PR #5047, opened 2021-08-28
Atlantean and Amazon soldier prefs closes #5044

### LINKED ISSUE #5044: Atlantean tower is set to weak soldiers by default
Usually, larger military buildings default to strong soldiers, while small ones default to weak soldiers. However, the Atlantean tower is an exception, as it is the Atlantean's second-strongest military building, but defaults to weak soldiers. I guess that this is a mistake, rather than a design choice.

alasiax:
Sets medium military buildings with 4+ soldiers to prefer heroes, and the Atlantean small tower with 3 soldiers to prefer rookies.
fixes #5044

### DIFF
--- a/README.md
+++ b/README.md
@@ -178,6 +178,6 @@ For helping with issue management, see https://www.widelands.org/wiki/TriagingBu
 
 ## Obtaining MacOS and MS-Windows builds and testsuite runs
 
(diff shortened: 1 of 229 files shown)


alasiax:
Ugh, the bulk of the listed changes were already comitted, sorry. It's only the three military sites files that changed.

hessenfarmer (approved):
LGTM. 
Next time. you should create a branch from actual master and pull in upstream master in your fork to avoid such problems.
if you want to link the PR to an issue you need to add "fixes #....." to the PR comment. I did this here.

PR #5054, opened 2021-08-30
Unify arrow and +/- handling for spinbox and slider

tothxa:
* fix handling of number keys for sound volume sliders


tothxa:
Also from the mousewheel branch, but there may be objections to this and I didn't ask for comments before.

Currently the value of a spinbox can be changed with the arrow keys (up/down as well as left/right), while a slider with +/-, but not the other way round. I think the functionality is very similar, the difference is mostly in the graphical implementation, so they should respond to the same inputs. (this is for keys, but I intend to use a common set of mousewheel config options for these two and a few other UI elements with the functionality to change some value)

The main objection I expect is that there is code for horizontal and vertical sliders, so these may need to only respond to the corresponding arrow keys. But currently only horizontal sliders are used in the codebase.

The number keys fix for wide range (like sound) sliders came first, but I didn't want to separate the changes. I'll do so only if the unification is rejected.

Noordfrees:
LGTM and working nicely :) 
There's one glitch though: The NumLock state doesn't seem to have any effect, it's always treated as if NumLock is off. However my keyboard layout is slightly customised so a raw NumLock keystroke is interpreted as the Compose key and only Shift+NumLock actually toggles the state; so I'm not sure if this behaviour is a bug in the code or in SDL's modifier detection…

tothxa:
> There's one glitch though: The NumLock state doesn't seem to have any effect, it's always treated as if NumLock is off. However my keyboard layout is slightly customised so a raw NumLock keystroke is interpreted as the Compose key and only Shift+NumLock actually toggles the state; so I'm not sure if this behaviour is a bug in the code or in SDL's modifier detection…

The same NumLock state check is already present in the spinbox code in master for keypad 2 - down, 3 - PgDn, 4 - left, 6 - right, 8 - up and 9 - PgUp, as well as in a few other places, so it's probably not a regression…

It works on my laptop which doesn't have a dedicated keypad, only keypad emulation with the Fn key. (e.g. normally, with NumLock:off Fn+U is Keypad Left, but with NumLock:on plain U is Keypad 4 and Fn+U is `u`)

Noordfrees (approved):
Confirmed that other widgets also have this problem. Let's have it :)

tothxa:
Before it gets merged:

It's 2 very long `switch`-es with a lot of common checks, so I wonder if it should be moved to a common helper function. (I'd also add it to constructionsite soldier capacity as in https://github.com/tothxa/widelands/commit/8caa33d9b0b929ce7d012ec8e31f1eb2afdb9d7f) Maybe in wlapplication_options, though it's not quite option handling... I'm thinking of something like `int32_t get_keyboard_change(SDL_Keysym)` where the return value is from
`enum { kSetMin = INT_MIN, kBigMinus = -10, kMinus = -1, kNone = 0, kPlus = 1, kBigPlus = +10, kSetMax = INT_MAX };`

Also I don't think there's any function where keypad keys are used for different function from their normal counterpart, and I think configurable hotkeys are even made to match either way. So maybe they should be converted (by another helper function) in the event loop before calling the handlers, so there would be no need for the double sym + KMOD_NUM checks everywhere.

tothxa:
Should be done now...

I found and fixed a bug while removing SDLK_KP_-s and testing (the bug is present in 1.0 too): North-Western diagonal scrolling didn't work, because SLDK_KP_7 was intercepted by go back to HQ.

tothxa:
Sorry for the rushed commit.

So now all numpad movement is reserved when diagonal scrolling is enabled.

The other possible solution would be to check the scancodes (which are left alone by the normalisation) in the consumers, but that's only feasible in the default users of these keys.

src/wlapplication_options.h
```diff
@@ -231,6 +233,20 @@ std::string shortcut_string_for(KeyboardShortcut, bool rt_escape = true);
...
 
+// Return values for changing value of spinbox, slider, etc.
+enum class ChangeType : int32_t {
+	kSetMin = INT32_MIN,  // set value to minimum -- keys: Home, Ctrl + decrease keys
+	kBigMinus = -10,      // decrease by big step -- key: PageDown
+	kMinus = -1,          // decrease  -- keys: Left, Down, Minus
+	kNone = 0,            // no change -- all other keys
+	kPlus = 1,            // increase  -- keys: Right, Up, Plus
+	kBigPlus = 10,        // increase by big step -- key: PageUp
+	kSetMax = INT32_MAX   // set value to minimum -- keys: Home, Ctrl + increase keys
```
Noordfrees: please use `std::numeric_limits<int32_t>::max()`/`min()` for consistency

Noordfrees (approved):
LGTM, just one nit.
I couldn't test the NumLock on/off difference and Keypad5 usage because those keys are too heavily remapped on my keyboard by now, other than that tested and working.

tothxa:
> I couldn't test the NumLock on/off difference and Keypad5 usage because those keys are too heavily remapped on my keyboard by now, other than that tested and working.

With some more testing, I think Keypad5 should also be left alone for diagonal scrolling, and specially checked for in interactive_player.cc for the go home functionality. Now the replacement SDLK_HOME can be captured by other handlers.

src/wui/interactive_player.cc
```diff
@@ -774,7 +774,9 @@ bool InteractivePlayer::handle_key(bool const down, SDL_Keysym const code) {
 			set_display_flag(dfShowWorkareaOverlap, !get_display_flag(dfShowWorkareaOverlap));
 			return true;
 		}
-		if (matches_shortcut(KeyboardShortcut::kInGameScrollToHQ, code)) {
+		if (matches_shortcut(KeyboardShortcut::kInGameScrollToHQ, code) ||
+		    (get_config_bool("numpad_diagonalscrolling", false) &&
+		     code.scancode == SDL_SCANCODE_KP_5)) {
```
Noordfrees: Actually, I think going by scancode here is the wrong approach. I tried the following:
1. Enable diagonal scrolling
2. Assign the physical key Keypad5 (which is mapped to <kbd>=</kbd> using xkb magic) to the Open Message Menu action
3. Press <kbd>KP5</kbd>/<kbd>=</kbd> in the game → Message menu opens, keypress is ignored.
4. Reset the Message shortcut
5. Now <kbd>KP5</kbd>/<kbd>=</kbd> acts as a go-to-HQ action.

Since KP5 is a unique key on the keyboard, unlike the other KP keys which act as duplicates of other keys, it probably should not get their special treatment IMHO.

Noordfrees (changes requested):

src/wui/interactive_player.cc
tothxa: I think the problem is that on your remapped keyboard SDL_Keysym.sym is probably '=', so it doesn't get rewritten by normalize_numpad, which looks for SDL_Keysym.sym. So to get the same effect even if the numpad is remapped on the system level, normalize_numpad should look for the scancodes as well when diagonal scrolling is requested, and change sym to the KP ones (or SDLK_UNKNOWN, as scancodes are used by the diagonal scrolling handler anyway), so 3. above would also go to HQ. This scancode based rewriting may make some sense, because the whole diagonal scrolling thing is done because of the physical layout of the keys.

Though if the code here checked for the KP5 keysym.sym, at least you'd never get the go to HQ action, ie. 5. would do nothing.
But if you remap the other KP numbers too on the system level, and assign actions that are handled before the mapview.cc handler gets its chance, then scrolling in the affected directions doesn't work either. This is what the KP 1/3/7/9 check in interactive_gamebase.cc was preventing for the default PgUp/PgDn mappings. Except that KP7 (home) is used by default here in interactive_player.cc, which never had such a test, and so stole SDLK_KP_HOME, and prevented NW scrolling. But since this bug was never reported, it looks like diagonal scrolling isn't used much anyway, so it might as well be dropped completely... ;)

Noordfrees: > So to get the same effect even if the numpad is remapped on the system level

But is that desired? Let's assume that I preferred to have the numpad on the left of the keyboard. So I'd remap QWE/ASD/YXC to the numpad 789/456/123 and vice versa. So I'd expect any program to treat the physical key S exactly like KP5 and the physical KP5 exactly like S. If we only check keysyms that will work fine; but if we check scancodes then it will completely ignore all my keyboard remapping. (To maximize the confusion, KP1 would have a scancode of Z and Y a scancode of KP1 because german keyboard layout).
In the case that no key with the keysym KP5 exists, like on my keyboard where it generates SDLK_EQUAL, Widelands should not pretend that this key has a function which I explicitly removed. I *could* (probably) have kept the KP5 keysym and only changed its interpretation to send the text '=' when pressed, but I chose to replace the entire key. (except when numlock is on, in which case it still generates KP5).

> But since this bug was never reported, it looks like diagonal scrolling isn't used much anyway, so it might as well be dropped completely... ;)

IIRC diagonal scrolling used to be the default, and the option was introduced because some laptop keyboards do not have PageUp/PageDown/Home keys other than the keypad ones. I'd be fine with dropping it, but we should first ask on the forum if anyone would object to that.

tothxa: > Let's assume that I preferred to have the numpad on the left of the keyboard. So I'd remap QWE/ASD/YXC to the numpad 789/456/123 and vice versa. So I'd expect any program to treat the physical key S exactly like KP5 and the physical KP5 exactly like S. If we only check keysyms that will work fine; but if we check scancodes then it will completely ignore all my keyboard remapping. (To maximize the confusion, KP1 would have a scancode of Z and Y a scancode of KP1 because german keyboard layout).

Well, in `mapview.cc` `scroll_map()` (called first from `handle_key()`), `get_key_state()` -> `SDL_GetKeyBoardState()` is used, which works with scancodes. This is required to be able to scroll diagonally by holding down 2 arrow keys, because the repeating key down events only report the last pressed key, even if some earlier key wasn't released yet. So whatever behaviour we would like to get, it needs to get down to the scancodes in `mapview.cc`.

Hmmm, looking at `SDL_keyboard.h`, it looks like there is `SDL_GetScanCodeFromKey()` to reverse look up the mapping... should I try to use that in `mapview.cc`/`scroll_map()`? (then even layout switching would work hopefully)

We could even make it to only use scancodes when numpad diagonal scrolling is off to allow diagonal scrolling with multiple keys, but turn it off and just use keysyms for the numpad when diagonal scrolling is on, so multi-key diagonal wouldn't work. Maybe multi-key could still be allowed for the main arrow keys...

> In the case that no key with the keysym KP5 exists, like on my keyboard where it generates SDLK_EQUAL, Widelands should not pretend that this key has a function which I explicitly removed. I _could_ (probably) have kept the KP5 keysym and only changed its interpretation to send the text '=' when pressed, but I chose to replace the entire key. (except when numlock is on, in which case it still generates KP5).

It seems that your key is reported as `=`, so you'd never get a KP_5 with NumLock off (no go to HQ action), but you're fine with it. Is that correct? While most users, who don't remap the numpad, would get KP_5, which is OK to be mapped to go to HQ when KP_Home (KP_7) is required for diagonal scroll. Would you accept this solution together with the above mapview change?

> > But since this bug was never reported, it looks like diagonal scrolling isn't used much anyway, so it might as well be dropped completely... ;)
> 
> IIRC diagonal scrolling used to be the default, and the option was introduced because some laptop keyboards do not have PageUp/PageDown/Home keys other than the keypad ones. I'd be fine with dropping it, but we should first ask on the forum if anyone would object to that.

Well, I didn't really mean to remove it, but the current implementation is somewhat erratic, so it's hard to figure out what I should preserve from it (while making it more predictable).

Noordfrees: > Hmmm, looking at SDL_keyboard.h, it looks like there is SDL_GetScanCodeFromKey() to reverse look up the mapping... should I try to use that in mapview.cc/scroll_map()? (then even layout switching would work hopefully)
>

•••

## Activity
Take the lines from the first line of the listing to the line containing "PR #5054, opened 2021-08-30". Please print them exactly, ends included, with nothing else.

## Answer area
PR #5047, opened 2021-08-28
Atlantean and Amazon soldier prefs closes #5044

### LINKED ISSUE #5044: Atlantean tower is set to weak soldiers by default
Usually, larger military buildings default to strong soldiers, while small ones default to weak soldiers. However, the Atlantean tower is an exception, as it is the Atlantean's second-strongest military building, but defaults to weak soldiers. I guess that this is a mistake, rather than a design choice.

alasiax:
Sets medium military buildings with 4+ soldiers to prefer heroes, and the Atlantean small tower with 3 soldiers to prefer rookies.
fixes #5044

### DIFF
--- a/README.md
+++ b/README.md
@@ -178,6 +178,6 @@ For helping with issue management, see https://www.widelands.org/wiki/TriagingBu
 
 ## Obtaining MacOS and MS-Windows builds and testsuite runs
 
(diff shortened: 1 of 229 files shown)


alasiax:
Ugh, the bulk of the listed changes were already comitted, sorry. It's only the three military sites files that changed.

hessenfarmer (approved):
LGTM. 
Next time. you should create a branch from actual master and pull in upstream master in your fork to avoid such problems.
if you want to link the PR to an issue you need to add "fixes #....." to the PR comment. I did this here.

PR #5054, opened 2021-08-30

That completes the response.